__Assigned task__: Scan the material that follows for lines with "more". Answer with how many there are, nothing else.
━━━━━━━━━━━━━━━━━━━━
PR #354, opened 2023-02-24
Fix some typos, some clarifications, and questions

Dragorn421:
I read through some of the lowest-level parts of libdragon out of curiosity. I'm very familiar with libultra and wanted to see how it compared
I must say it was a pleasant read, the comments are very helpful without overdoing it. (and in general it's way cleaner than libultra)

I found a few typos and took the opportunity to also clarify some things I thought could use more details, ofc feel free to suggest reverting

There are some (many?) questions sprinkled in (most with a "TODO" alongside), I figured it would be less chaotic than Discord to use Github reviews to discuss them

(I'm in the N64brew discord btw, `Dragorn421#0750`, if it's more convenient)

### DIFF
--- a/include/system.h
+++ b/include/system.h
@@ -44,7 +44,7 @@ typedef struct
      * @return A pointer to an arbitrary file handle assigned by the filesystem code 
      *         or NULL on error.
      */
-    void *(*open)( char *name, int flags );
+    void *(*open)( const char *name, int flags );
     /** 
      * @brief Function to call when performing a fstat command
      *
--- a/include/system.h
+++ b/include/system.h
@@ -44,7 +44,7 @@ typedef struct
      * @return A pointer to an arbitrary file handle assigned by the filesystem code 
      *         or NULL on error.
      */
-    void *(*open)( const char *name, int flags );
+    void *(*open)( char *name, int flags );
     /** 
      * @brief Function to call when performing a fstat command
      *
--- a/src/entrypoint.S
+++ b/src/entrypoint.S
@@ -43,7 +43,7 @@ set_sp:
━━━━━━━━━━━━━━━━━━━━
__Answer section__: 2